• ENTRIES PROVIDED:

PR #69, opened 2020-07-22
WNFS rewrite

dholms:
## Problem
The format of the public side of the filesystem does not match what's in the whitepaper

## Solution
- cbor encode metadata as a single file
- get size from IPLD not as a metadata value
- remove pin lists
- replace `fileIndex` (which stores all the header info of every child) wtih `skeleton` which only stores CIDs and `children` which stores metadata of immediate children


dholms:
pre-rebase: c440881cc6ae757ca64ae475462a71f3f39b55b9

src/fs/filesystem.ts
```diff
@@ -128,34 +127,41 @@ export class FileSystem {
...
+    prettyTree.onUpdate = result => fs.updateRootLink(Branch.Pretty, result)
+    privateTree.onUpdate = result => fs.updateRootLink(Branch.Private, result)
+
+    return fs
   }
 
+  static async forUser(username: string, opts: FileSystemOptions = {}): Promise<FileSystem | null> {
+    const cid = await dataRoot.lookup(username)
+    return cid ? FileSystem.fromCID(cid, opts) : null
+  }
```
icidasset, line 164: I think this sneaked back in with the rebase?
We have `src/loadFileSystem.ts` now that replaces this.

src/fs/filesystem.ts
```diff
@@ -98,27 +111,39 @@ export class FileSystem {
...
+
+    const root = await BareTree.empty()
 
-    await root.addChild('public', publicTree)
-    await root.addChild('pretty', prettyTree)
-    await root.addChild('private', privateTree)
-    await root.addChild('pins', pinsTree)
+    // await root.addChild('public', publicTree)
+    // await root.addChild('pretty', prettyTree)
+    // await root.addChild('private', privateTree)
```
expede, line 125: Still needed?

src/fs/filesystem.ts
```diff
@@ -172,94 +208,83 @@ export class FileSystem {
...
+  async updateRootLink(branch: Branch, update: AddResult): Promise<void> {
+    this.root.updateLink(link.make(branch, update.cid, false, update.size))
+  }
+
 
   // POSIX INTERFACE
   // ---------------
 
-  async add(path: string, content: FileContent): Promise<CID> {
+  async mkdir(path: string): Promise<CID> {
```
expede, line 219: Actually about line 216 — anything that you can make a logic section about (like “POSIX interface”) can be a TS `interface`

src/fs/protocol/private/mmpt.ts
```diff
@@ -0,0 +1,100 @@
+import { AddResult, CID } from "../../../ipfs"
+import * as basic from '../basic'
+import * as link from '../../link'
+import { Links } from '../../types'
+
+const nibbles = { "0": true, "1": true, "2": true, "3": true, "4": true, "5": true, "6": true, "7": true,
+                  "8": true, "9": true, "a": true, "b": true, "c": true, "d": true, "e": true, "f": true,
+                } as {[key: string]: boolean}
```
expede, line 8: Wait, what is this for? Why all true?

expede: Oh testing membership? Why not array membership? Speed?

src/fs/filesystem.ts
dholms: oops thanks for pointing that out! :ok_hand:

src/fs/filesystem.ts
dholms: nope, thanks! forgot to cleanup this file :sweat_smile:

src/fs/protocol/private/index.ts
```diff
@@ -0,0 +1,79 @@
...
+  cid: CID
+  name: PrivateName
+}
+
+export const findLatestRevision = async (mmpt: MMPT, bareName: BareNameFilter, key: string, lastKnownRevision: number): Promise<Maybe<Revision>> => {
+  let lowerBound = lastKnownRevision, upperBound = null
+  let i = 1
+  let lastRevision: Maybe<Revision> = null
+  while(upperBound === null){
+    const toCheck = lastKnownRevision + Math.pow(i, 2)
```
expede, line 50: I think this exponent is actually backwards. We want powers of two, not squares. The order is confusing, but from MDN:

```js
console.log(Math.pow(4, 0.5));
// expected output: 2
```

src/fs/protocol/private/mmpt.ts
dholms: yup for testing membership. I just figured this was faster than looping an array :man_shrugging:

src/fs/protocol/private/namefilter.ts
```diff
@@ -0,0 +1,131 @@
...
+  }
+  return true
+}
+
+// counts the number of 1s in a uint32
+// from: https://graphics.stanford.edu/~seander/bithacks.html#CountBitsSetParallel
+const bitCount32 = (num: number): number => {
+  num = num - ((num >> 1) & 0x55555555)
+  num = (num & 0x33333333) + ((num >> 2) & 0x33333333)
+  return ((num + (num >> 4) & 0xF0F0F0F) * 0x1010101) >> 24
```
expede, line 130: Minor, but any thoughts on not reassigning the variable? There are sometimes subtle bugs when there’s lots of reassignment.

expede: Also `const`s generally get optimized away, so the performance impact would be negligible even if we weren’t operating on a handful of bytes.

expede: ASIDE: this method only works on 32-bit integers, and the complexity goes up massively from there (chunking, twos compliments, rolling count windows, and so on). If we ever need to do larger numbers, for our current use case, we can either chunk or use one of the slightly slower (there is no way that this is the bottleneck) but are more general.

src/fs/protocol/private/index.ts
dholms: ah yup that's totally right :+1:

* * *

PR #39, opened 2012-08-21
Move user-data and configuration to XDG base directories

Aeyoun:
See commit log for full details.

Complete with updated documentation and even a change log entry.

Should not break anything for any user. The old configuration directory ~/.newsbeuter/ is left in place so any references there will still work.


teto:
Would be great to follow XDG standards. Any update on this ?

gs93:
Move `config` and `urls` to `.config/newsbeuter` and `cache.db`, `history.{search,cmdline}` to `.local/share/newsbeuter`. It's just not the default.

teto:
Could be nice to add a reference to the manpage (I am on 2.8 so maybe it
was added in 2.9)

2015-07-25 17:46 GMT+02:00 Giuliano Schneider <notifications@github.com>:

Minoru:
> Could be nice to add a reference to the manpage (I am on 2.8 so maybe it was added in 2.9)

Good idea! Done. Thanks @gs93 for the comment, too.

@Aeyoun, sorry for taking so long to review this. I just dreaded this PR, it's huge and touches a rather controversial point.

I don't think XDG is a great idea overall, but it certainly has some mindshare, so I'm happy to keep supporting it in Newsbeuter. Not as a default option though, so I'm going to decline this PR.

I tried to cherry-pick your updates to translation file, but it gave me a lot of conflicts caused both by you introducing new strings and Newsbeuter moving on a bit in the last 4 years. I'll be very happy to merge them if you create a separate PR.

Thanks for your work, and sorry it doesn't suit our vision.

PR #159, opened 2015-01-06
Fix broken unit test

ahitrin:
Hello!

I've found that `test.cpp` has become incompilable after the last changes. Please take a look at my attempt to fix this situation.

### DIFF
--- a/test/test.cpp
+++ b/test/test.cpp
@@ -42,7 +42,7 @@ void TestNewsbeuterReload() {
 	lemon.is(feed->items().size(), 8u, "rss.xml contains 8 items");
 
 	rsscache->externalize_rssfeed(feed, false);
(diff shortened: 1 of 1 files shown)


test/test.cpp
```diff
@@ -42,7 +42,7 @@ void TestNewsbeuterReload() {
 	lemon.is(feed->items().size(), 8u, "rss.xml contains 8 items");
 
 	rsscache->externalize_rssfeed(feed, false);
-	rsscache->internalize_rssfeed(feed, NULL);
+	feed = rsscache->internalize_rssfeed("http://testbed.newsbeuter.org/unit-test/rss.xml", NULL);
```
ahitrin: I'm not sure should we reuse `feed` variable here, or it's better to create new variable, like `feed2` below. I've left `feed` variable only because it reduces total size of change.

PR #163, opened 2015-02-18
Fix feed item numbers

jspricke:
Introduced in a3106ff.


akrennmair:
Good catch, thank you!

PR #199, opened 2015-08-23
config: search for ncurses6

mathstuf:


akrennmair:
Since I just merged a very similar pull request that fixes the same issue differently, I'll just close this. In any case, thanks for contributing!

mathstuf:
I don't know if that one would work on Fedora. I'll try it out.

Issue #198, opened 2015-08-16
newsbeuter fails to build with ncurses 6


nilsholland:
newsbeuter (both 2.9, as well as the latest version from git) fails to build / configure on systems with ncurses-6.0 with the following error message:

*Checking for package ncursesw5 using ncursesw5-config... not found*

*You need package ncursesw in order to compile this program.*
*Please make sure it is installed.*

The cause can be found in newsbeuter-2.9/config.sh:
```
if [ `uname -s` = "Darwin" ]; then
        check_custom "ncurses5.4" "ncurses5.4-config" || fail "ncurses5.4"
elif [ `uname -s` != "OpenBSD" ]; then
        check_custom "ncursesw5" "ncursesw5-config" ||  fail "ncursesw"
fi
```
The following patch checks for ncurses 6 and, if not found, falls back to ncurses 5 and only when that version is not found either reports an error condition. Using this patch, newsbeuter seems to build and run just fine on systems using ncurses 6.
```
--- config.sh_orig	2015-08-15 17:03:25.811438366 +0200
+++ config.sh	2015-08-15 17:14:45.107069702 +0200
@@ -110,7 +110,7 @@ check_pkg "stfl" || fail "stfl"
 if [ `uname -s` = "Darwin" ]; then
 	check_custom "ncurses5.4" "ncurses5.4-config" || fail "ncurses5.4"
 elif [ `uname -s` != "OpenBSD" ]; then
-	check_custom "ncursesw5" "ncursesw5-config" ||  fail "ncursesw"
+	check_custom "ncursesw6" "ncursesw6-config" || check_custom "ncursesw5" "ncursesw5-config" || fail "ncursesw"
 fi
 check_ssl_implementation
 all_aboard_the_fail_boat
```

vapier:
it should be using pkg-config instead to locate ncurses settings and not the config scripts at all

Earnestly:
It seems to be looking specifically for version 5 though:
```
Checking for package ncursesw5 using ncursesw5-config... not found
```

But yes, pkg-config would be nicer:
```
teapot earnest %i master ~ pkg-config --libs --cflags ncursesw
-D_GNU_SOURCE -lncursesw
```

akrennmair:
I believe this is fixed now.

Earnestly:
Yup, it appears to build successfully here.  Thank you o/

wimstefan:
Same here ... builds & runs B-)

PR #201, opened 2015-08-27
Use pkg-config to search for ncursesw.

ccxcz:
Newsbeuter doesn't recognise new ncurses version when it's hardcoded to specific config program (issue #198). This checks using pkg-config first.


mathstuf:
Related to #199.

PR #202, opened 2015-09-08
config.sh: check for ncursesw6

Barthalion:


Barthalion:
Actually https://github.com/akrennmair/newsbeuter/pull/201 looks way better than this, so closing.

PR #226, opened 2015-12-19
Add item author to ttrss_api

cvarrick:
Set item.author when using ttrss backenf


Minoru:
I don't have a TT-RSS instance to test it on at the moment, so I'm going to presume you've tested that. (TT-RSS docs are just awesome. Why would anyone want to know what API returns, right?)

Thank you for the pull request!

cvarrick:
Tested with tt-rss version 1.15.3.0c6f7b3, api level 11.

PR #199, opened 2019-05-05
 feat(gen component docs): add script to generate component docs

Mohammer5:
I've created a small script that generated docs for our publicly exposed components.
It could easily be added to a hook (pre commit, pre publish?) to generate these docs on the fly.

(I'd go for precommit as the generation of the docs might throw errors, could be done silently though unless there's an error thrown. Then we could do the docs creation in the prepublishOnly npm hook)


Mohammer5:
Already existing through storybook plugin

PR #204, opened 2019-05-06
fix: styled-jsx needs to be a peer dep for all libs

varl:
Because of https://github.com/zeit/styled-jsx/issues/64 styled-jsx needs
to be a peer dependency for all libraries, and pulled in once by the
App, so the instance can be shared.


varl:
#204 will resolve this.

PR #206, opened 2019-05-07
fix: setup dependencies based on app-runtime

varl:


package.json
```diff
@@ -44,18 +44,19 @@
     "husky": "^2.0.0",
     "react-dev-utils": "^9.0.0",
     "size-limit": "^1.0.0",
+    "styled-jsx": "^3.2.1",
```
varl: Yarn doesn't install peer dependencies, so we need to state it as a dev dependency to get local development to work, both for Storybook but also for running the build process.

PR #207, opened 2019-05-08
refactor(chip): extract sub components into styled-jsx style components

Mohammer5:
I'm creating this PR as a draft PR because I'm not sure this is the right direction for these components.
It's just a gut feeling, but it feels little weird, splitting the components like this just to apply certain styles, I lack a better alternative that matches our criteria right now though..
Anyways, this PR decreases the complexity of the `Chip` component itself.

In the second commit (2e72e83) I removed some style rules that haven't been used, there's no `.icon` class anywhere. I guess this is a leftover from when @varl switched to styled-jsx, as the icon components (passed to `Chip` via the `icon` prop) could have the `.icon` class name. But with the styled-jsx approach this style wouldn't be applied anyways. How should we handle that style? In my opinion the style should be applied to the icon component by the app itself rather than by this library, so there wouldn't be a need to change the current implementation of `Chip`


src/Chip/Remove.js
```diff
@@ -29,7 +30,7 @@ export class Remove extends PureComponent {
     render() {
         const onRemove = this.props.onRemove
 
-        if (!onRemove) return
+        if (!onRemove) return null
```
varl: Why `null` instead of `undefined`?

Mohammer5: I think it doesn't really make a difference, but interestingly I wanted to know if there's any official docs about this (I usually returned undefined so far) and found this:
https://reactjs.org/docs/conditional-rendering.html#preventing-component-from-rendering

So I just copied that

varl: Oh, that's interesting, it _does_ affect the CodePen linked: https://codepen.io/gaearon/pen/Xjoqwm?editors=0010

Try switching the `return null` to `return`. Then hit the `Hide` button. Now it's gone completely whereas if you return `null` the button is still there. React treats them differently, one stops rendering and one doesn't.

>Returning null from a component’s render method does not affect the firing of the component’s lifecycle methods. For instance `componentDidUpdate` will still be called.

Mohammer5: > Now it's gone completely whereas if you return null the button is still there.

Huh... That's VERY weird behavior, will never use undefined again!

• EXERCISE AIM: If a line of the listing above contains "dependency", pick it out and copy it.

• RESPONSE FOR THIS EXERCISE:
to be a peer dependency for all libraries, and pulled in once by the
varl: Yarn doesn't install peer dependencies, so we need to state it as a dev dependency to get local development to work, both for Storybook but also for running the build process.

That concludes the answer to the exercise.